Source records
..............................

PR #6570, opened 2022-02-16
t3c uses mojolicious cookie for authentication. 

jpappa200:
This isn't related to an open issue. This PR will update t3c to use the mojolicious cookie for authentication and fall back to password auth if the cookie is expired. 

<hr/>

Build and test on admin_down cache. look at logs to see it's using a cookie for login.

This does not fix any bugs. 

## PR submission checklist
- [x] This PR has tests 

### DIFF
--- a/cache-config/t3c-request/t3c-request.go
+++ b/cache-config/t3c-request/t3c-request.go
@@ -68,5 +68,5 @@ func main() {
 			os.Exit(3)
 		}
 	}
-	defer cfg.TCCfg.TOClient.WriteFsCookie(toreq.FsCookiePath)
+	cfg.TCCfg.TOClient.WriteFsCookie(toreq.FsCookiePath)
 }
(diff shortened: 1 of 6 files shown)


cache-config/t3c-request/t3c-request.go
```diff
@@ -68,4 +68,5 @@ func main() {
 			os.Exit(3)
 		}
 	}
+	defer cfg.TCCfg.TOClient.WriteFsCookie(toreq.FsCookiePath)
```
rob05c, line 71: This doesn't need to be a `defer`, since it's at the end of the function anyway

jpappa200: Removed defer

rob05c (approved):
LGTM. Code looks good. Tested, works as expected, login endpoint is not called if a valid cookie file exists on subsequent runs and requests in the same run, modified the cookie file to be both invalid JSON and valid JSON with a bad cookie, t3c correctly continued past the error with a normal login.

..............................

§ **WHAT TO PRODUCE**
Your task is to retype all of the records exactly.

§ **RESULT OF THIS TASK**
PR #6570, opened 2022-02-16
t3c uses mojolicious cookie for authentication. 

jpappa200:
This isn't related to an open issue. This PR will update t3c to use the mojolicious cookie for authentication and fall back to password auth if the cookie is expired. 

<hr/>

Build and test on admin_down cache. look at logs to see it's using a cookie for login.

This does not fix any bugs. 

## PR submission checklist
- [x] This PR has tests 

### DIFF
--- a/cache-config/t3c-request/t3c-request.go
+++ b/cache-config/t3c-request/t3c-request.go
@@ -68,5 +68,5 @@ func main() {
 			os.Exit(3)
 		}
 	}
-	defer cfg.TCCfg.TOClient.WriteFsCookie(toreq.FsCookiePath)
+	cfg.TCCfg.TOClient.WriteFsCookie(toreq.FsCookiePath)
 }
(diff shortened: 1 of 6 files shown)


cache-config/t3c-request/t3c-request.go
```diff
@@ -68,4 +68,5 @@ func main() {
 			os.Exit(3)
 		}
 	}
+	defer cfg.TCCfg.TOClient.WriteFsCookie(toreq.FsCookiePath)
```
rob05c, line 71: This doesn't need to be a `defer`, since it's at the end of the function anyway

jpappa200: Removed defer

rob05c (approved):
LGTM. Code looks good. Tested, works as expected, login endpoint is not called if a valid cookie file exists on subsequent runs and requests in the same run, modified the cookie file to be both invalid JSON and valid JSON with a bad cookie, t3c correctly continued past the error with a normal login.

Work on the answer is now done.